Vaters gefährliche Rettungsmission
Franjo Pooth (56) startete eine lebensgefährliche Mission, um seinen Sohn aus der Kriegszone zu holen. Der Unternehmer reiste quer durch den Nahen Osten und überwand zahlreiche Hindernisse, die durch das Flugchaos rund um Dubai entstanden waren. Seine Route führte ihn über Istanbul und Kairo nach Riad in Saudi-Arabien, von wo aus er mit dem Auto zur Grenze der Vereinigten Arabischen Emirate fuhr.
Insgesamt war Franjo Pooth über 36 Stunden unterwegs, wobei allein die etwa 1000 Kilometer lange Autofahrt in den Stadtteil Al Barari mehr als zehn Stunden dauerte. Ein gepanzerter Wagen brachte ihn schließlich sicher nach Dubai, wo er seinen Sohn und dessen Begleitung antraf. „Endlich bin ich bei meinem Kleinen und Louisa. Was für eine Odyssee. Müde bin ich, aber happy. Es ist alles gut“, erklärte ein erschöpfter aber glücklicher Franjo Pooth nach seiner Ankunft in Dubai.

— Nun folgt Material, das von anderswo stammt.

PR #2330, opened 2023-11-20
feat(FN-1548): add business days bug fix

JoshBinns2000:
# Introduction

The old `addBusinessDaysWithHolidays` function would not account for if the starting day supplied was a weekend. This would lead to incorrect behaviour if this case was ever encountered. Similarly, the implementation of this function was not performed correctly as 10 days were being added in order to obtain the 10th business day from the start of the month. However, only 9 days should be added. This also caused bugs related to FN-1162, FN-1163 and FN-1164 which this PR fixes.

# Resolution

- Remove the old `addBusinessDaysWithHolidays` function
- Add a new `getBusinessDayOfMonth` function to both `portal` and `portal-api` which returns the Nth business day of the month-year combination and array of holiday dates provided
- Update unit tests in both `portal` and `portal-api`


portal-api/src/scheduler/jobs/helpers/utilisation-report-helpers.js
```diff
@@ -18,7 +18,8 @@ const DEFAULT_PAYMENT_OFFICER_TEAM_NAME = 'Team';
 const getReportDueDate = async () => {
   const bankHolidays = await externalApi.bankHolidays.getBankHolidayDatesForRegion(BANK_HOLIDAY_REGION.ENGLAND_AND_WALES);
   const businessDaysToAdd = process.env.UTILISATION_REPORT_DUE_DATE_BUSINESS_DAYS_FROM_START_OF_MONTH;
-  return addBusinessDaysWithHolidays(startOfMonth(new Date()), businessDaysToAdd, bankHolidays);
+  const businessDayIndex = businessDaysToAdd + 1;
```
ChristianMcc, line 21: I think I'd expect this function to just call something that gives you bank the 10th business day, and not have to worry about adding/minusing anything

portal-api/src/scheduler/jobs/helpers/utilisation-report-helpers.js
```diff
@@ -18,7 +18,8 @@ const DEFAULT_PAYMENT_OFFICER_TEAM_NAME = 'Team';
...
+  return getBusinessDayByIndex(startOfMonth(new Date()), bankHolidays, businessDayIndex);
```
ChristianMcc, line 22: Given the above I'd probably still expect this to be `addBusinessDaysWithHolidays` and for any 1st of month implementation issues to be within the function and not visible to the caller of this function

ChristianMcc (changes requested):
Most of the code looks good but could we refactor for the couple of comments and I'll re-review after that please :)

portal-api/src/scheduler/jobs/helpers/utilisation-report-helpers.js
```diff
@@ -17,8 +17,12 @@ const DEFAULT_PAYMENT_OFFICER_TEAM_NAME = 'Team';
...
 const getReportDueDate = async () => {
   const bankHolidays = await externalApi.bankHolidays.getBankHolidayDatesForRegion(BANK_HOLIDAY_REGION.ENGLAND_AND_WALES);
-  const businessDaysToAdd = process.env.UTILISATION_REPORT_DUE_DATE_BUSINESS_DAYS_FROM_START_OF_MONTH;
-  return addBusinessDaysWithHolidays(startOfMonth(new Date()), businessDaysToAdd, bankHolidays);
+  const businessDay = process.env.UTILISATION_REPORT_DUE_DATE_BUSINESS_DAYS_FROM_START_OF_MONTH;
+
+  const reportDate = new Date();
+  const oneIndexedReportMonth = reportDate.getMonth() + 1;
+  const reportYear = reportDate.getFullYear();
+  return getBusinessDayOfMonth(oneIndexedReportMonth, reportYear, bankHolidays, businessDay);
```
ChristianMcc, line 25: I like this a lot more!

portal/server/helpers/getBusinessDayOfMonth.js
```diff
@@ -0,0 +1,79 @@
...
+ * If the index is one, and the start date is a business
+ * day, it will return the date provided as that is the
+ * first-indexed business day.
+ * @param {number} month - The month (one-indexed)
+ * @param {number} year - The year
+ * @param {Date[]} holidays - A list of dates which should be excluded as holidays
+ * @param {number} businessDay - The one-indexed business day to get
+ * @returns {Date}
+ */
+const getBusinessDayOfMonth = (month, year, holidays, businessDay) => {
```
toddym42, line 58: I think this be a little cleaner if instead of `month` and `year` we just passed in a Date object which represents a date in the relevant month (maybe called something like `dateInMonth`. Then where this is called we don't need to worry about passing the values in separately, and also we don't need to remember that the month needs to be one-indexed. That logic can instead all be taken care of here.

portal-api/src/scheduler/jobs/helpers/utilisation-report-helpers.js
```diff
@@ -17,8 +17,12 @@ const DEFAULT_PAYMENT_OFFICER_TEAM_NAME = 'Team';
...
 const getReportDueDate = async () => {
   const bankHolidays = await externalApi.bankHolidays.getBankHolidayDatesForRegion(BANK_HOLIDAY_REGION.ENGLAND_AND_WALES);
-  const businessDaysToAdd = process.env.UTILISATION_REPORT_DUE_DATE_BUSINESS_DAYS_FROM_START_OF_MONTH;
-  return addBusinessDaysWithHolidays(startOfMonth(new Date()), businessDaysToAdd, bankHolidays);
+  const businessDay = Number.parseInt(process.env.UTILISATION_REPORT_DUE_DATE_BUSINESS_DAYS_FROM_START_OF_MONTH, 10);
+
+  const reportDate = new Date();
+  const oneIndexedReportMonth = reportDate.getMonth() + 1;
+  const reportYear = reportDate.getFullYear();
+  return getBusinessDayOfMonth(oneIndexedReportMonth, reportYear, bankHolidays, businessDay);
```
ChristianMcc, line 25: Just overheard your conversation, very least would be calling this getBusinessDayOfOneIndexedMonth, best case is probably what you just discussed with Mike of passing in only a date!

portal-api/src/utils/date.js
```diff
@@ -1,26 +1,72 @@
...
+const getFirstBusinessDayOfMonth = (dateInMonth, holidays) => {
+  let firstBusinessDay = startOfMonth(dateInMonth);
+  if (isWeekend(firstBusinessDay)) {
+    firstBusinessDay = addOneBusinessDayWithHolidays(firstBusinessDay, holidays);
+  }
+  while (isHoliday(firstBusinessDay, holidays)) {
+    firstBusinessDay = addOneBusinessDayWithHolidays(firstBusinessDay, holidays);
+  }
+  return firstBusinessDay;
+};
```
toddym42, line 43: I don't think we need the while loop if we're using the `addOneBusinessDayWithHolidays` function? Could this just be
```
const getFirstBusinessDayOfMonth = (dateInMonth, holidays) => {
  const firstDayOfMonth = startOfMonth(dateInMonth);

  if (isWeekend(firstDayOfMonth) || isHoliday(firstDayOfMonth, holidays)) {
    return addOneBusinessDayWithHolidays(firstDayOfMonth, holidays);
  }

  return firstDayOfMonth;
};
```
?

portal-api/src/utils/date.js
```diff
@@ -1,26 +1,72 @@
...
+ * businessDay index, it will return the business day with
+ * that index. For example, a businessDay index of 1 will
+ * return the first business day of the month.
+ * @param {Date} dateInMonth - A date in the required month
+ * @param {Date[]} holidays - A list of dates which should be excluded as holidays
+ * @param {number} businessDay - The one-indexed business day to get
+ * @returns {Date}
+ */
+const getBusinessDayOfMonth = (dateInMonth, holidays, businessDay) => {
+  if (typeof businessDay !== 'number' || businessDay < 1) {
```
toddym42, line 56: Could make this even more strict with
```
if (!Number.isInteger(businessDay) || businessDay < 1) {
```

portal-api/src/utils/date.test.js
```diff
@@ -1,106 +1,146 @@
...
+
+      expect(() => getBusinessDayOfMonth(dateInMonth, holidays, businessDay)).toThrow(new Error('Error getting business day: business day must be a positive number'));
+    });
+
+    it('should throw an error when businessDay is not a number', () => {
+      const dateInMonth = new Date('2023-01-01');
+      const holidays = [];
+      const businessDay = 'first';
+
+      expect(() => getBusinessDayOfMonth(dateInMonth, holidays, businessDay)).toThrow(new Error('Error getting business day: business day must be a positive number'));
```
toddym42, line 97: Would prettier format these long lines?

portal/server/helpers/getBusinessDayOfMonth.js
toddym42, line 1: Same comments here as the portal-api version.

portal-api/src/utils/date.test.js
JoshBinns2000: Yes - fixed the same thing in `getBusinessDayOfMonth.test.js`

toddym42 (approved):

Familie komplett wieder vereint
Am Freitagabend landete Rocco schließlich gemeinsam mit seinem Vater, Bruder San Diego (22) und dessen Freundin Louisa (23) in Düsseldorf. Sie kamen mit der letzten Maschine aus Istanbul in der nordrhein-westfälischen Hauptstadt an und beendeten damit eine Woche des Bangens für die gesamte Familie.

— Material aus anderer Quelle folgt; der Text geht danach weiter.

PR #2331, opened 2023-11-20
Fix: use mongodb transactions

ChristianMcc:
## Introduction
We weren't using transactions when saving data so if one call saved data could be in a bad state

## Resolution
Use mongodb transactions and add some misc. fixes/logging

### DIFF
--- a/dtfs-central-api/src/drivers/db-client.js
+++ b/dtfs-central-api/src/drivers/db-client.js
@@ -26,7 +26,17 @@ const getConnection = async () => {
   return connection;
 };
 
+const getClient = async () => {
+  if (!connection) {
+    connection = await dbConnect();
+  }
+
+  return client;
+};
+
 module.exports.get = getConnection;
+
+module.exports.getClient = getClient;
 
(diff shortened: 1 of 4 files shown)


dtfs-central-api/src/drivers/db-client.js
```diff
@@ -26,8 +26,18 @@ const getConnection = async () => {
   return connection;
 };
 
+const getClient = async () => {
+  if (!connection) {
+    connection = await dbConnect();
```
toddym42, line 31: Can just do `await dbConnect();` here.

dtfs-central-api/src/drivers/db-client.js
```diff
@@ -26,8 +26,18 @@ const getConnection = async () => {
   return connection;
 };
 
+const getClient = async () => {
```
toddym42, line 29: Maybe move this below `module.exports.get = getConnection;` to the function declarations are grouped together with their `module.export`.

toddym42 (approved):

toddym42 (approved):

Die Familie Pooth hatte Dubai erst vor Kurzem zu ihrer neuen Heimat erklärt, musste diese Entscheidung jedoch angesichts der eskalierenden Kriegssituation bereuen. Zunächst waren Verona und Franjo Pooth noch beruhigt, da Rocco nicht allein in Dubai war. Louisa, die Freundin seines Bruders, sowie die Eltern seines besten Freundes passten auf ihn auf, und die Lage vor Ort schien zu Beginn des Konflikts noch entspannt.

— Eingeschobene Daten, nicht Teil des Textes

PR #2332, opened 2023-11-21
feat(FN-967): add an environment variable for utilisation reports shareclient

francescastocco:
## Introduction
We need an environment variable for the utilisation reports shareclient in Azure File Storage

## Resolution
Added to Bicep
Add to github actions


OxonianCambion (approved):

cspell.json
```diff
@@ -124,7 +124,8 @@
     "wordprocessingml",
     "stbr",
     "ukwest",
-    "tfsproduction"
+    "tfsproduction",
+    "clamav"
```
toddym42, line 128: This list is mostly in alphabetical order except the last few entries. Can we put this in the relevant place?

Doch die Situation änderte sich schlagartig, und das Paar handelte sofort. Franjo Pooth riskierte sein Leben, um zu seinem Sohn zu gelangen und ihn in Sicherheit zu bringen. Die emotionale Wiedervereinigung am Flughafen Düsseldorf markiert nun das Ende dieser dramatischen Familienodyssee und den Beginn einer hoffentlich friedlicheren Zeit für die Pooths in Deutschland.